> Exercise prompt: The answer should consist of each line from the data below that includes "nodes".

[Stored data entries]
PR #735, opened 2026-08-04
imagecache: eviction engine — root set, EvictUnused, startup orphan recovery

igooch:
Phase 2 of #463 (image-cache GC + observability): this is the eviction engine itself — the root set, the eviction pass, and startup orphan recovery — assembled from the foundations merged in #650 (sizes/last-use), #656 (spec digest), #658 (retirement primitives), and #717 (record-first pull). What remains after this is the watermark loop + flags that turn it on, then metrics and e2e.

**Inert in production**: nothing calls `EvictUnused` yet — the watermark GC loop and its flags come in the next PR. The only behavior `New` gains is the startup orphan scan.

## What

- **`Store.InUse()`** — the root set: scans bundle overlay specs under the actors dir (opt-in via `WithActorsDir`) for image digests, layer dirs, and exact layer-set signatures. The exact-set rule roots the multi-arch twin record and digestless (pre-`imageDigest`) specs' records without making every subset image unevictable. Returns `(RootSet, error)`: a non-nil error means the root set may be incomplete, and deleting callers must do nothing.
- **`Store.EvictUnused(ctx, targetBytes, dryRun)`** — LRU eviction of unprotected images and the layers their removal leaves unreferenced. Min-age vetoes; per-victim re-checks under `hitMu` held exclusive against the cache-hit touch; two-phase deletion via `retireLayer`, with the slow `RemoveAll` outside all locks. If any layer of a deleted record must be kept (still referenced, rooted, fresh, or failed to retire), the record is atomically restored from bytes captured at listing time — a kept layer is never left unreachable.
- **`Store.RecoverOrphans`**, called once from `New` — reclaims layers no record references. Startup is the one moment this scan is race-free (no pull can be in flight); a failure never fails `New`.
- **Everything fails toward retention.** Both passes skip entirely, at ERROR naming the culprit, when their inputs can't be fully enumerated: an unreadable/undecodable image record, a garbled diffID inside a valid record, or an unenumerable root set (actors dir, bundles dir, or bundle spec). Refcounts and roots from partial data would retire layers that unread records still reference or running actors still mount — and for a long-running actor, the bundle spec is the only protection (its record mtime can be arbitrarily old, so min-age is no backstop). Missing dirs/specs remain legitimate emptiness, not errors.
- **Eviction never writes into the live pool.** Retired layers are credited from the size file that rides along with the rename-aside (O(1), read-only, consistent with `CacheSize`); the size-file backfill exists only on the `CacheSize` path, where it bumps the dir mtime rather than restoring it (restoring could rewind a concurrent reuse-touch).
- Per-item log lines are Debug behind an `Enabled` gate (level control via #677); pass summaries, evictions, and restores are Info.
- `internal/imagecache/README.md` now documents the GC: pass structure, protection rules, failure direction, startup recovery, and two-phase deletion, plus the on-disk layout entries (`size`, `.tmp-*`, `.rm-*`) that shipped with #650/#658.

## Notes for reviewers

- The gc tests reuse the helpers merged with #650 (`backdate`, `mustEnsure`) and #717's gated-registry harness — no duplicated symbols. The slow-pull gated test gains the eviction-veto assertion deferred from #717.
- Dry-run mutates nothing, including size-file backfills (`layerSizeReadOnly`).
- A `Store` built without `WithActorsDir` has an empty root set (deliberate for tools/tests).
- Carried to the wiring PR: pass `WithActorsDir` in atelet; handle `EvictUnused`'s error before any shortfall accounting (a gated pass returns zero stats plus an error and must not be logged as a shortfall); and surface skipped passes as a counter in the observability PR so a wedged node alerts rather than scrolling ERROR lines.

## Testing

- `go test -race ./internal/imagecache/`: every veto, shared-layer survival, both restore-on-keep shapes, orphan reclaimed at startup and ignored by the periodic pass, all enumeration gates — unreadable record (shared-layer scenario), undecodable record, garbled diffID, and the three unreadable root-set shapes (actors dir / bundles dir / spec, each against a rooted image with an arbitrarily old record) — dry-run purity, 25-iteration ensure-vs-evict race loop.
- Kind, via the integration branch that stacks the watermark loop on this PR (the loop and flags are **not** part of this PR): full gVisor e2e suite green; a planted backdated orphan layer (no size file) was reclaimed at atelet startup with the expected log lines, its size credited read-only from the retired dir.
- GKE (6 nodes), same integration branch: demo lifecycle + snapshot-continuity suites green; under aggressive watermarks the idle pool was evicted and subsequent actor resumes cold-pulled cleanly. No enumeration-gate false positives on either cluster.

### DIFF
--- a/internal/imagecache/gc.go
+++ b/internal/imagecache/gc.go
@@ -222,7 +222,10 @@ type evictionCandidate struct {
 //
 // Failed deletions are skipped, not fatal: the error return aggregates
 // them, but the pass continues to the next candidate (each retries next
-// pass). Concurrent passes are serialized.
+// pass). Concurrent passes are serialized. If the record enumeration is
+// incomplete (an unreadable or undecodable record), the pass is skipped
+// entirely: refcounts from partial data would retire layers the unread
+// records still reference.
 func (s *Store) EvictUnused(ctx context.Context, targetBytes int64, dryRun bool) (EvictStats, error) {
 	var stats EvictStats
 	s.evictMu.Lock()
@@ -231,8 +234,16 @@ func (s *Store) EvictUnused(ctx context.Context, targetBytes int64, dryRun bool)
 	roots := s.InUse()
 	cutoff := time.Now().Add(-s.minAge)
 
-	candidates, refcount, _, listErr := s.listEviction(roots, cutoff, &stats)
-	// listErr is deferred, not fatal: evict what was listed, report at the end.
+	candidates, refcount, complete, listErr := s.listEviction(roots, cutoff, &stats)
+	if !complete {
+		// A layer shared with an unread record would hit refcount zero and
+		// be retired while that record still names it. Fail the whole pass
+		// toward retention; the error names the records to repair or
+		// delete, and every later pass retries.
+		slog.ErrorContext(ctx, "Image cache eviction pass skipped: image records could not be fully enumerated",
+			slog.Any("err", listErr))
+		return stats, listErr
+	}
 	stats.Candidates = len(candidates)
 
 	slog.InfoContext(ctx, "Image cache eviction pass",
@@ -244,9 +255,6 @@ func (s *Store) EvictUnused(ctx context.Context, targetBytes int64, dryRun bool)
 		slog.Duration("min_age", s.minAge))
 
 	var errs []error
-	if listErr != nil {
-		errs = append(errs, listErr)
-	}
 	dbg := slog.Default().Enabled(ctx, slog.LevelDebug) // see InUse
 	var retired []string                                // renamed-aside dirs awaiting RemoveAll
 
@@ -529,7 +537,9 @@ func (s *Store) sweepOrphanLayers(ctx context.Context, roots RootSet, refcount m
 }
 
 // dryRunRetire reports what retireLayer would do, without renaming:
-// the same pre-flight checks, plus the size credit.
+// the same pre-flight checks, plus the size credit. Sizing is read-only —
+// even the size-file backfill would break dry-run's mutate-nothing
+// contract.
 func (s *Store) dryRunRetire(hex string, cutoff time.Time) (int64, retireStatus) {
 	dir := filepath.Join(s.layersDir(), hex)
 	fi, err := os.Stat(dir)
@@ -539,7 +549,7 @@ func (s *Store) dryRunRetire(hex string, cutoff time.Time) (int64, retireStatus)
 	if fi.ModTime().After(cutoff) {
 		return 0, retireVetoed
 	}
-	size, err := s.layerSize(dir)
+	size, err := s.layerSizeReadOnly(dir)
 	if err != nil {
 		size = 0
 	}
@@ -552,9 +562,11 @@ func (s *Store) dryRunRetire(hex string, cutoff time.Time) (int64, retireStatus)
 // vetoes into stats.
 //
 // The returned complete flag reports whether every record was read and
-// decoded. Refcounts from a partial listing understate references, which
-// is safe for the record-driven pass (it only ever skips work) but fatal
-// for the orphan sweep, which would read "no references" as "garbage".
+// decoded. Refcounts from a partial listing understate references — a
+// layer shared with an unread record looks unreferenced, so it would be
+// retired (record-driven pass) or swept (orphan scan) while that record
+// still names it. Both callers therefore gate on the flag and do nothing
+// with a partial listing.
 func (s *Store) listEviction(roots RootSet, cutoff time.Time, stats *EvictStats) (cands []evictionCandidate, refcount map[string]int, complete bool, err error) {
 	refcount = map[string]int{}
 	entries, err := os.ReadDir(s.manifestsDir())
@@ -582,11 +594,13 @@ func (s *Store) listEviction(roots RootSet, cutoff time.Time, stats *EvictStats)
 		}
 		var rec imageRecord
 		if err := json.Unmarshal(b, &rec); err != nil {
+			// An undecodable record contributes no refcounts, so evicting it
+			// would strand its (unknown) layers as orphans until the next
+			// restart. Never a candidate: leave it in place and fail the
+			// enumeration — the error names the file for the operator.
 			complete = false
-			// An undecodable record can't produce refcounts; deleting it is
-			// safe (layers it referenced become orphans, collected next pass)
-			// but do so only via the normal candidate path so vetoes apply.
 			errs = append(errs, fmt.Errorf("while decoding image record %s: %w", digest, err))
+			continue
 		}
 
 		// Dedupe diffIDs per record (images may list a layer twice) so the
@@ -642,7 +656,11 @@ func (s *Store) listEviction(roots RootSet, cutoff time.Time, stats *EvictStats)
 // one of its layers: without the record the kept layer is unreachable by
 // the runtime pass. The rewrite bumps the record's mtime, so min-age keeps
 // it off the next pass's candidate list — the retry happens once the kept
-// layer is itself old enough to go.
+// layer is itself old enough to go. The cost is the record's true last-use:
+// a cold restored image now sorts as freshly used and can outlive genuinely
+// warmer images until it re-ages. Accepted — preserving the old mtime
+// instead would make the same doomed candidate churn through
+// delete-and-restore on every pass until its kept layer ages out.
 func (s *Store) restoreRecord(digest v1.Hash, raw []byte) error {
 	path := s.recordPath(digest)
 	tmp, err := os.CreateTemp(filepath.Dir(path), "."+filepath.Base(path)+".tmp-*")
--- a/internal/imagecache/gc.go
+++ b/internal/imagecache/gc.go
@@ -282,7 +282,7 @@ func (s *Store) EvictUnused(ctx context.Context, targetBytes int64, dryRun bool)
 			slog.Int("layers", len(cand.diffIDs)),
 			slog.Bool("dry_run", dryRun))
 
-		kept, candRetired, retireErrs := s.retireCandidateLayers(ctx, cand, refcount, roots, cutoff, dryRun, &stats)
+		kept, candRetired, retireErrs := s.retireCandidateLayers(ctx, cand, refcount, roots, cutoff, dryRun, dbg, &stats)
 		errs = append(errs, retireErrs...)
 		retired = append(retired, candRetired...)
 		if kept {
@@ -347,8 +347,7 @@ func (s *Store) removeStaleRecord(cand evictionCandidate, cutoff time.Time, dryR
 // layer must stay (still referenced, rooted, fresh, or failed to retire).
 // The caller must then restore the record: a kept layer with no record is
 // unreachable until the next restart.
-func (s *Store) retireCandidateLayers(ctx context.Context, cand evictionCandidate, refcount map[string]int, roots RootSet, cutoff time.Time, dryRun bool, stats *EvictStats) (kept bool, retired []string, errs []error) {
-	dbg := slog.Default().Enabled(ctx, slog.LevelDebug) // see InUse
+func (s *Store) retireCandidateLayers(ctx context.Context, cand evictionCandidate, refcount map[string]int, roots RootSet, cutoff time.Time, dryRun, dbg bool, stats *EvictStats) (kept bool, retired []string, errs []error) {
 	for _, hex := range cand.diffIDs {
 		refcount[hex]--
 		if refcount[hex] > 0 {
--- a/internal/imagecache/gc.go
+++ b/internal/imagecache/gc.go
@@ -191,9 +191,10 @@ func addSpecRoots(rs *RootSet, spec *OverlaySpec, bundle string, dbg bool) {
 
 // EvictStats reports what an eviction pass did (or, dry-run, would do).
 type EvictStats struct {
-	// FreedBytes sums retired layers' sizes, walked from the renamed-aside
-	// trees (dry-run: read from size files, or walked read-only). An
-	// estimate either way; the caller's next statfs self-corrects.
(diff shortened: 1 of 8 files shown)


igooch:
For reviewers:

How a pass decides, and specifically how running actors are protected. Protection is based on **use, not age**: an image is protected while any actor on this node references it (i.e., while that actor's bundle spec exists on disk). mtime only orders images that nothing references.

```mermaid
flowchart TD
    subgraph inuse ["Store.InUse() — LOOP over every container bundle of every actor on this node"]
        SPEC["read actors/&lt;uid&gt;/bundles/&lt;container&gt;/rootfs-overlay.json"]
        SPEC --> MAPS["ImageDigests: spec.imageDigest<br/>LayerHexes: each layer dir the spec names<br/>LayerSets: exact layer-set signature"]
    end

    inuse --> G0{"root set fully enumerated?<br/>(actors dir, bundles dirs, specs<br/>all readable)"}
    G0 -- "no" --> SKIP["⛔ skip entire pass (ERROR) —<br/>partial roots/refcounts would retire layers<br/>running actors still mount or<br/>unread records still name"]
    G0 -- "yes" --> listing

    subgraph listing ["Store.listEviction() — LOOP over every image record (image-cache/manifests/sha256/*.json)"]
        REC["read + decode record;<br/>refcount++ each of its layers<br/>(rooted and fresh records count too)"]
        REC --> G1{"this record rooted?<br/>ImageDigests[digest] OR<br/>LayerSets[signature(its diffIDs)]"}
        G1 -- "yes — running actors exit here;<br/>mtime never consulted" --> NXT1["next record ↩"]
        G1 -- "no" --> G2{"record mtime younger<br/>than min-age?"}
        G2 -- "yes" --> NXT1
        G2 -- "no" --> CAND["→ candidate list"]
    end

    listing --> COMPLETE{"was every record read + decoded?"}
    COMPLETE -- "no" --> SKIP
    COMPLETE -- "yes" --> SORT["sort candidates by mtime, oldest first<br/>(order among evictables — never permission)"]

    SORT --> evict

    subgraph evict ["Store.EvictUnused() — LOOP over candidates until targetBytes freed"]
        RM["removeStaleRecord: re-check under hitMu<br/>(gone? fresh again?) then delete record"]
        RM --> layers

        subgraph layers ["retireCandidateLayers — LOOP over the deleted record's layers"]
            L1{"refcount-- still &gt; 0?<br/>(another image uses it)"}
            L1 -- "yes" --> KEEP["layer kept"]
            L1 -- "no" --> L2{"LayerHexes[hex]?<br/>(a bundle spec names this layer)"}
            L2 -- "yes" --> KEEP
            L2 -- "no" --> L3{"layer dir mtime fresh?"}
            L3 -- "yes" --> KEEP
            L3 -- "no" --> MARK["retireLayer: rename → .rm-* (the mark)"]
        end

        layers --> KEPT{"anything kept?"}
        KEPT -- "yes" --> RESTORE["restoreRecord — record rewritten,<br/>image NOT evicted; next candidate ↩"]
        KEPT -- "no" --> EVICTED["image evicted ✓; next candidate ↩"]
    end

    evict --> RRD["removeRetiredDirs — slow RemoveAll of .rm-* dirs,<br/>outside all locks; crash debris swept at next startup"]
```

- A referenced image never reaches the mtime sort — its layers can be months old with
  zero risk; protection ends only when its bundle is removed (post-checkpoint), never by aging.
- "Marked for deletion" = renamed to `.rm-*`, possible only for a layer no record
  references and no bundle names.
- Every failure path lands on retention: unreadable image records **and** unreadable
  actors dirs / bundles dirs / specs each gate the whole pass at ERROR (missing
  dirs/specs are legitimate emptiness, not errors).

*Edited after d1c806a2: added the root-set enumeration gate (G0) and corrected the
last bullet — an unreadable spec previously rooted nothing with a WARN; it now gates
the pass like an unreadable record.*

internal/imagecache/gc.go
```diff
@@ -0,0 +1,671 @@
...
+			}
+			// WriteSpec renames its temp file into place, so a spec read here
+			// is always whole; a partial read would under-report an actor's
+			// layers and fail toward deleting them.
+			spec, err := ReadSpec(filepath.Join(bundlesDir, bundle.Name()))
+			if err != nil {
+				slog.Warn("Unreadable bundle overlay spec during image-cache root-set scan",
+					slog.String("bundle", filepath.Join(bundlesDir, bundle.Name())), slog.Any("err", err))
+				continue
+			}
```
dberkov, line 153: This fails toward deletion, asymmetric with how unreadable *records* gate the whole pass at ERROR. An unreadable spec here means a running actor's image and layers lose root-set protection — and since the record mtime can be arbitrarily old for a long-running actor that hasn't re-Ensured, min-age won't save it: the pass can retire lowerdirs under an active mount.

`WriteSpec` is rename-atomic, so a read failure here is the same operator-damage/permissions class as an unreadable record. Should `InUse` report incompleteness and have both passes skip, mirroring the `!complete` gate in `EvictUnused`? A permanently bad spec wedging GC is the same trade-off already accepted for records, and it fails safe.

internal/imagecache/gc.go
```diff
@@ -0,0 +1,671 @@
...
+	rs := RootSet{ImageDigests: map[string]bool{}, LayerHexes: map[string]bool{}, LayerSets: map[string]bool{}}
+	if s.actorsDir == "" {
+		return rs
+	}
+	actorEntries, err := os.ReadDir(s.actorsDir)
+	if err != nil {
+		if !errors.Is(err, os.ErrNotExist) {
+			slog.Warn("Failed to list actors dir for image-cache root set", slog.String("dir", s.actorsDir), slog.Any("err", err))
+		}
+		return rs
```
dberkov: This is the strictly worse instance of the unreadable-spec asymmetry below: a non-`ErrNotExist` failure here (e.g. a permissions problem on the actors dir) returns an **empty root set**, so *every* placed actor loses protection and the pass still runs. If `InUse` grows a completeness flag, this branch should set it too — `ErrNotExist` staying a legitimate empty root set, everything else gating the pass.

internal/imagecache/gc.go
```diff
@@ -0,0 +1,671 @@
...
+	}
+	for _, actor := range actorEntries {
+		if !actor.IsDir() {
+			continue
+		}
+		bundlesDir := filepath.Join(s.actorsDir, actor.Name(), "bundles")
+		bundles, err := os.ReadDir(bundlesDir)
+		if err != nil {
+			continue // no bundles: actor not placed / already torn down
+		}
```
dberkov, line 141: The comment assumes `ErrNotExist`, but a real error (e.g. `EACCES`) is also swallowed here and treated as "actor has no bundles" — same failure direction as the unreadable-spec case below, and this one isn't even logged. Suggest distinguishing `errors.Is(err, os.ErrNotExist)` from other errors, with the latter at least logged (or gating the pass, if `InUse` grows a completeness flag).

dberkov (commented):
Could you please update internal/imagecache/README.md with the logic how the GC works.

internal/imagecache/gc.go
igooch: Fixed. InUse now returns (RootSet, error) and both passes skip at ERROR on a partial root set, mirroring the record gate. Tested in TestEvictUnusedSkipsPassOnUnreadableRoots.

internal/imagecache/gc.go
igooch: Fixed. non-ErrNotExist failures here now gate the pass; ErrNotExist stays a legitimate empty root set.

internal/imagecache/gc.go
igooch: Fixed. ErrNotExist still means "not placed / torn down"; anything else gates the pass.

internal/imagecache/sizes.go
```diff
@@ -58,17 +58,47 @@ func (s *Store) touchRecord(digest v1.Hash) {
...
 // file for layers unpacked before sizes were recorded.
 func (s *Store) layerSize(layerDir string) (int64, error) {
+	if n, ok, err := recordedLayerSize(layerDir); err != nil || ok {
+		return n, err
+	}
+	total := walkLayerSize(layerDir)
+	// Preserve the dir mtime (the eviction age signal) across the write.
+	if fi, statErr := os.Stat(layerDir); statErr == nil {
+		if err := os.WriteFile(filepath.Join(layerDir, layerSizeFileName), []byte(strconv.FormatInt(total, 10)+"\n"), 0o600); err == nil {
+			_ = os.Chtimes(layerDir, fi.ModTime(), fi.ModTime())
```
dberkov: Non-blocking: a concurrent `ensureLayer` reuse-touch that lands between this Stat and the Chtimes gets rewound, defeating the exact mtime veto `retireLayer` relies on. The window is microseconds and the pull's post-unpack verify converts the worst case into a failed pull + clean retry (and the call site in `retireCandidateLayers` acknowledges it), so this is bounded — but there's an alternative that removes the window entirely: don't preserve the mtime across the backfill. The bumped mtime reads as fresh → `retireLayer` vetoes once → the next pass reads the now-recorded size file without walking and evicts normally. Cost: one-pass eviction delay for pre-size-file layers, plus a one-time LRU perturbation when `CacheSize` backfills on upgraded nodes. Your call — the current form is defensible.

internal/imagecache/gc.go
```diff
@@ -0,0 +1,696 @@
...
+	for _, dir := range dirs {
+		g.Go(func() error {
+			if err := RemoveAllWritable(dir); err != nil {
+				return fmt.Errorf("while removing retired layer %q: %w", dir, err)
+			}
+			return nil
+		})
+	}
+	if err := g.Wait(); err != nil {
+		errs = append(errs, err)
```
dberkov: Non-blocking: `errgroup.Wait` returns only the *first* error, so if several `RemoveAll`s fail, the rest are silently dropped — those dirs sit as `.rm-*` (space unreclaimed, invisible to the pool) until the next restart's `sweepTempDirs`. Since there's no early-abort benefit here, a plain per-dir error collection (mutex + slice), or at least a per-failure log inside the goroutine, would surface all of them.

internal/imagecache/gc.go
```diff
@@ -0,0 +1,696 @@
...
+		}
+
+		// Dedupe diffIDs per record (images may list a layer twice) so the
+		// decrement in EvictUnused stays symmetric with this count.
+		seen := map[string]bool{}
+		var unique []string
+		for _, d := range rec.DiffIDs {
+			diffID, err := v1.NewHash(d)
+			if err != nil {
+				continue
```
dberkov, line 654: Non-blocking, consistency: a record with valid JSON but a garbled diffID is silently dropped here — it contributes no refcount for that entry, yet doesn't set `complete = false`, so it does not gate the pass. A layer genuinely referenced only through the garbled entry would look unreferenced. It's the one crack in the fail-toward-retention rule; setting `complete = false` here would match the undecodable-record handling above. Admittedly a very unlikely corruption shape.

internal/imagecache/gc.go
```diff
@@ -0,0 +1,696 @@
...
+	EvictedImages, EvictedLayers int
+	// Candidates is the number of LRU-ordered eviction candidates after all
+	// listing-stage vetoes.
+	Candidates int
+	// RootedImages counts image records excluded because a bundle overlay
+	// spec roots them (the "actively placed" protection).
+	RootedImages int
+	// SkippedRooted / SkippedFresh count vetoes, whether fired at listing
+	// time or by the per-victim re-check during the pass.
+	SkippedRooted, SkippedFresh int
```
dberkov: Doc nit: this says `SkippedRooted` counts vetoes "whether fired at listing time or by the per-victim re-check", but at listing time rooted images increment `RootedImages`, not `SkippedRooted` — nothing increments `SkippedRooted` during listing; it only fires in `retireCandidateLayers`.

internal/imagecache/gc.go
```diff
@@ -0,0 +1,696 @@
...
+				refcount[diffID.Hex]++
+			}
+		}
+
+		fi, err := e.Info()
+		if err != nil {
+			continue
+		}
+		// A record is rooted either by digest (a bundle spec naming it) or
+		// because every layer it lists is rooted. The latter covers the
```
dberkov: Doc nit: "because every layer it lists is rooted" describes the rule more loosely than the implementation — the check is an *exact-set* match against `roots.LayerSets`, so an all-layers-rooted **subset** record is deliberately not rooted (per the `RootSet` doc, to avoid weakening the byte cap under layer sharing). As written, this comment and the `RootSet` one read as contradicting each other; suggest "because its exact layer set matches a rooted bundle's".

internal/imagecache/sizes.go
igooch: Went one step further in ac194f3e: eviction paths now size the layer after retiring, from the size file that rides the rename (layerSizeReadOnly, O(1), read-only — 6ff97da5), so GC never writes into the live pool at all. Your bump-without-restore is applied on the CacheSize path — at the eviction call sites it would have made the one-shot startup scan veto exactly the pre-size-file orphans it exists to reclaim.

internal/imagecache/gc.go
igooch: Fixed in ac194f3e: per-dir error collection; Wait's result unused.

internal/imagecache/gc.go
igooch: Fixed in ac194f3e: sets complete = false and gates the pass, matching the undecodable-record handling.

internal/imagecache/gc.go
igooch: Fixed in ac194f3e — comment now says it only fires during the pass; listing-time rooted images count into RootedImages.

internal/imagecache/gc.go
igooch: Fixed in ac194f3e (reflowed in 6ff97da5): now states the exact-set match and points at RootSet.LayerSets.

> Exercise result:
- GKE (6 nodes), same integration branch: demo lifecycle + snapshot-continuity suites green; under aggressive watermarks the idle pool was evicted and subsequent actor resumes cold-pulled cleanly. No enumeration-gate false positives on either cluster.
dberkov: Non-blocking: a concurrent `ensureLayer` reuse-touch that lands between this Stat and the Chtimes gets rewound, defeating the exact mtime veto `retireLayer` relies on. The window is microseconds and the pull's post-unpack verify converts the worst case into a failed pull + clean retry (and the call site in `retireCandidateLayers` acknowledges it), so this is bounded — but there's an alternative that removes the window entirely: don't preserve the mtime across the backfill. The bumped mtime reads as fresh → `retireLayer` vetoes once → the next pass reads the now-recorded size file without walking and evicts normally. Cost: one-pass eviction delay for pre-size-file layers, plus a one-time LRU perturbation when `CacheSize` backfills on upgraded nodes. Your call — the current form is defensible.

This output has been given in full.